Philippe-Guillaume, prince élevé dans la religion catholique, décédé en février 1618 à Bruxelles, est d’ailleurs enterré ici, dans le chœur de l’église Saint-Sulpice-et-Saint-Denis. Dans son testament, le fils aîné de Guillaume le Taciturne avait en effet stipulé qu’il voulait être enterré dans une des villes chères à son cœur, à choisir donc entre Breda, Orange, Lons-le-Saunier ou Diest selon le lieu le plus proche de son décès.

Côté architecture, cette collégiale de style gothique est aussi une curiosité de par la rupture très nette entre les deux types de matériaux utilisés pour sa construction. D’une part le grès ferrugineux régional pour la grande partie de l’édifice, d’autre part la pierre de sable qui habille la puissante tour ouest ouvrant sur la Grand-Place. L’intérieur vaut une petite visite pour sa riche décoration d’objets d’art, dont notamment les statues baroques adossées aux colonnes. A noter que le petit clocher baroque ajouté au-dessus de la croisée du transept a été surnommé "Mosterdpot" (moutardier) en raison de sa forme.

Grand-Place toujours, et il est sans doute intéressant de commencer votre visite ici, l’hôtel de ville abrite dans ses caves le petit musée communal. C’est ici aussi que se trouve l’office du tourisme où vous pourrez acquérir (au prix de 2€, mais l’investissement en vaut la peine), une brochure en français intitulée "Promenade à travers le patrimoine" qui vous permettra de profiter au mieux de votre petite excursion.

En route vers le béguinage, incontournable. On le rejoint en empruntant la Koning Albertstraat et en admirant au passage l’ancienne halle aux draps et d’autres demeures remarquables datant du XVIIe et du XVIIIe siècle. Conseil d’ami : n’oubliez pas de lever le nez pour bien observer ces façades qui recèlent de petites perles décoratives ou architecturales. C’est notamment l’occasion de mesurer l’importance du passé brassicole de la ville en admirant les façades superbement ouvragées de deux anciennes brasseries, Les Trois couronnes et Le Palmier. Un peu plus loin, le Spikker, ancien refuge de l’abbaye de Tongerloo et grenier à blé de la ville, est aujourd’hui devenu un hôtel de belle tenue.

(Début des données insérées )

PR #3660, opened 2022-10-29
Fix tag discussion count decreased by 2 when hiding before deleting

clarkwinkelmann:
**Fixes #0000**

Check whether the discussion deletion delta was already applied after discussion `Hidden` event before applying it again in `Deleted` event.

This issue was decreasing the discussion count for all tags that belong to the discussion by 2 when the discussion was hidden and then permanently deleted (which would be all of the time when using the web UI to delete discussions permanently). With this fix it will always decrease by one, either if you permanently delete in one go (via REST API) or soft delete and then delete via REST API or UI.

I found other issues with the tag discussion count calculation, I'm already submitting this one since it's the easier to fix and I don't think there will be much debate on this particular change.

I feel like the long term solution is to drop the delta logic entirely and compute the new total via SQL queries which would be able to account for a lot more situations and auto-fix the count if it somehow gets wrong still. 

**Necessity**

**Confirmed**

### DIFF
--- a/extensions/tags/src/Listener/UpdateTagMetadata.php
+++ b/extensions/tags/src/Listener/UpdateTagMetadata.php
@@ -66,7 +66,9 @@ class UpdateTagMetadata
      */
     public function whenDiscussionIsDeleted(Deleted $event)
     {
-        $this->updateTags($event->discussion, -1);
+        // If already soft deleted when permanently deleted, the -1 delta has already been applied in Hidden listener
+        $delta = $event->discussion->hidden_at ? 0 : -1;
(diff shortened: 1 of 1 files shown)


SychO9 (approved):

SychO9:
> I feel like the long term solution is to drop the delta logic entirely and compute the new total via SQL queries which would be able to account for a lot more situations and auto-fix the count if it somehow gets wrong still.

Delta logic can easily go wrong, especially with extensions. So I agree.

luceos (approved):

PR #3666, opened 2022-11-03
feat(phpstan): foundation for usage in extensions

### LINKED ISSUE #3559: PHPStan Setup

SychO9:
## Changes proposed in this pull request
In #3553, we added *phpstan* static code analysis, but only to **core** code. This PR aims to make the `flarum/phpstan` package usable by extension repositories. Which means (at the moment) being able to pick up on new model relations and attributes.

Static analysis is actually expanded to other extensions in a separate PR for ease of readability (#3667).

There are two crucial changes/additions introduced here.

### `Model::cast()` Extender
A new `cast(string $name, string $type)` extender is introduced, which allows adding [type casting](https://laravel.com/docs/8.x/eloquent-mutators#attribute-casting) to attributes added to existing models from extensions. This provides three advantages:
* The feature itself is a good addition to extensions.
* Our *phpstan package* can tell that an attribute added to a core model from an extension is a valid class property, since those are accessed though magic methods.
* Deprecates the old `dateAttribute` extender, since laravel has deprecated the use of the `$dates` property in models for date attributes, and recommends using `$casts` instead. I hope in another PR to also change model classes from directly using `$dates` property. 

### Extending PHPStan
This PR also extends *phpstan* so that it can tell from `extend.php` files what relations and attributes are added to existing models, so that they aren't reported as unknown. `extend.php` files are parsed and currently the package looks up calls to `cast` and `hasOne` `belongsTo` `hasMany` `belongsToMany` method calls to inform the phpstan utility about them.

## Reviewers should focus on:
* `cast` model extender.
* Deprecating `dateAttribute` extender.
* Generally PHPStan extension logic, I would focus less on the code for it.

## Follow-up Tasks
* Write documentation about using PHPStan in extensions.
* Add PHPStan infrastructure to Flarum CLI.

## Necessity

## Confirmed

### DIFF
--- a/framework/core/src/Extend/Model.php
+++ b/framework/core/src/Extend/Model.php
@@ -19,6 +19,7 @@ class Model implements ExtenderInterface
 {
     private $modelClass;
     private $customRelations = [];
+    private $casts = [];
 
     /**
      * @param string $modelClass: The ::class attribute of the model you are modifying.
@@ -34,17 +35,25 @@ class Model implements ExtenderInterface
      *
      * @param string $attribute
      * @return self
+     * @deprecated use `castAttribute` instead. Will be removed in v2.
      */
     public function dateAttribute(string $attribute): self
     {
-        Arr::set(
-            AbstractModel::$dateAttributes,
-            $this->modelClass,
-            array_merge(
-                Arr::get(AbstractModel::$dateAttributes, $this->modelClass, []),
-                [$attribute]
-            )
-        );
+        $this->castAttribute($attribute, 'datetime');
+
+        return $this;
+    }
+
+    /**
+     * Add a custom attribute type cast. Should not be applied to non-extension attributes.
+     *
+     * @param string $attribute: The new attribute name.
+     * @param string $cast: The cast type. See https://laravel.com/docs/8.x/eloquent-mutators#attribute-casting
+     * @return self
+     */
+    public function castAttribute(string $attribute, string $cast): self
+    {
+        $this->casts[$attribute] = $cast;
 
         return $this;
     }
@@ -184,5 +193,14 @@ class Model implements ExtenderInterface
         foreach ($this->customRelations as $name => $callback) {
             Arr::set(AbstractModel::$customRelations, "$this->modelClass.$name", ContainerUtil::wrapCallback($callback, $container));
         }
+
+        Arr::set(
+            AbstractModel::$customCasts,
+            $this->modelClass,
+            array_merge(
+                Arr::get(AbstractModel::$customCasts, $this->modelClass, []),
+                $this->casts
+            )
+        );
     }
 }
--- a/framework/core/src/Extend/Model.php
+++ b/framework/core/src/Extend/Model.php
@@ -35,7 +35,7 @@ class Model implements ExtenderInterface
      *
      * @param string $attribute
      * @return self
-     * @deprecated use `castAttribute` instead. Will be removed in v2.
+     * @deprecated use `cast` instead. Will be removed in v2.
      */
     public function dateAttribute(string $attribute): self
     {
--- a/framework/core/src/Extend/Model.php
+++ b/framework/core/src/Extend/Model.php
@@ -39,7 +39,7 @@ class Model implements ExtenderInterface
      */
     public function dateAttribute(string $attribute): self
     {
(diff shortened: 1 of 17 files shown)


framework/core/src/Extend/Model.php
```diff
@@ -34,17 +35,25 @@ public function __construct(string $modelClass)
      *
      * @param string $attribute
      * @return self
+     * @deprecated use `castAttribute` instead. Will be removed in v2.
```
SychO9:
```suggestion
     * @deprecated use `cast` instead. Will be removed in v2.
```

php-packages/phpstan/src/Attributes/ModelCastAttributeExtension.php
```diff
@@ -0,0 +1,87 @@
...
+
+    public function getProperty(ClassReflection $classReflection, string $propertyName): PropertyReflection
+    {
+        return $this->resolveCastAttributeProperty($this->findCastAttributeMethod($classReflection, $propertyName), $classReflection);
+    }
+
+    private function findCastAttributeMethod(ClassReflection $classReflection, string $propertyName): ?MethodCall
+    {
+        foreach ($this->extendersResolver->getExtenders() as $extender) {
+            if (! $extender->isExtender('Model')) {
```
askvortsov1, line 49: Maybe this string would make sense to put in a constant somewhere? Or could we reflect the model itself to get the unqualified class name?

php-packages/phpstan/src/Attributes/ModelCastAttributeExtension.php
```diff
@@ -0,0 +1,87 @@
...
+                continue;
+            }
+
+            foreach (array_merge([$classReflection->getName()], $classReflection->getParentClassesNames()) as $className) {
+                if ($className === 'Flarum\Database\AbstractModel') {
```
askvortsov1, line 54: Same here, might be cleaner to put all these strings in one place. Deriving it from the class would be nice, but I assume impossible since then phpstan ext would need to depend on core

php-packages/phpstan/src/Attributes/ModelDateAttributesExtension.php
```diff
@@ -0,0 +1,76 @@
...
+use Flarum\PHPStan\Extender\MethodCall;
+use Flarum\PHPStan\Extender\Resolver;
+use PHPStan\Reflection\ClassReflection;
+use PHPStan\Reflection\PropertiesClassReflectionExtension;
+use PHPStan\Reflection\PropertyReflection;
+use PHPStan\Type\NullType;
+use PHPStan\Type\ObjectType;
+use PHPStan\Type\UnionType;
+
+class ModelDateAttributesExtension implements PropertiesClassReflectionExtension
```
askvortsov1, line 22: There's a lot of code repetition; maybe we should consider some abstract class on top of `PropertiesClassReflectionExtension` for finding extenders?

php-packages/phpstan/src/Extender/FilesProvider.php
```diff
@@ -0,0 +1,45 @@
...
+    private $cachedExtenderFiles;
+    /** @var string[] */
+    private $paths;
+
+    public function __construct(array $paths)
+    {
+        $this->paths = $paths;
+    }
+
+    public function getExtenderFiles(): array
```
askvortsov1, line 24: Sometimes I wish PHP were Hack: https://docs.hhvm.com/hack/attributes/predefined-attributes#__memoize

php-packages/phpstan/src/Attributes/ModelDateAttributesExtension.php
SychO9: We can further iterate on this 👍🏼

PR #3668, opened 2022-11-03
feat: include current user as forum relation

imorland:
Except for `Guest` users, include the current user as a relation on `ForumSerializer`.

The need for this came about when I was asked to introduce a way of identifying a user on the API, without knowing the `user_id` in advance, but only an `AccessToken`.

On entre dans le béguinage en franchissant un majestueux porche baroque orné d’une statue de sainte Catherine d’Alexandrie. Inscrit sur la liste du Patrimoine universel de l’Unesco en compagnie d’autres béguinages flamands, le site se compose d’une église, d’une cour centrale, d’une infirmerie transformée maintenant en centre culturel, et aussi bien sûr d’un ensemble de maisonnettes souvent datées par des ancres et des inscriptions, le tout formant un ensemble magnifiquement conservé, même si le grès des petites habitations sagement alignées le long de ruelles pavées présente parfois quelques signes de faiblesse.

Au cours de votre promenade dans ce véritable havre de paix, on vous conseillera de faire une petite halte au n° 1 de Heilige Geeststraat. C’est ici que le restaurateur bien connu Felix Alen, ancien cuisinier du Roi Baudouin et de la Reine Fabiola, a ouvert un centre de formation culinaire. L’endroit abrite également un petit musée de la cuisine du XVIe siècle et se prolonge par un adorable jardin d’herbes potagères.

Retour vers le centre-ville et plus spécialement la Guido Gezellestraat où l’on peut découvrir la maison natale du célèbre jésuite Saint Jean Berchmans, transformée maintenant en un petit sanctuaire où l’on vient se recueillir ou simplement allumer une bougie, histoire de trouver du réconfort ou d’obtenir une grâce Sachez encore que les sites et les lieux à visiter sont principalement ouverts l’après-midi. D’autre part, Diest, la belle endormie, retrouve une vie plus trépidante le temps du marché du mercredi matin, sur la Grand-Place bien sûr.

A deux pas de Diest, le village de Scherpenheuvel (Montaigu en français) est célèbre pour son imposante basilique baroque. Flanqué de six chapelles et d’une tour restée inachevée, l’édifice est aussi la plus vieille église à coupole des anciens Pays-Bas. La basilique a été construite au début du XVIIe siècle sur ordre des archiducs Albert et Isabelle, pour remplacer la chapelle en bois marquant l’emplacement d’un ancien chêne séculaire au pied duquel, il y a six siècles, les pèlerins se pressaient pour implorer l’aide de la Vierge, représentée par une statuette aux pouvoirs miraculeux. Aujourd’hui encore, la cité mariale de Scherpenheuvel attire beaucoup de pèlerins.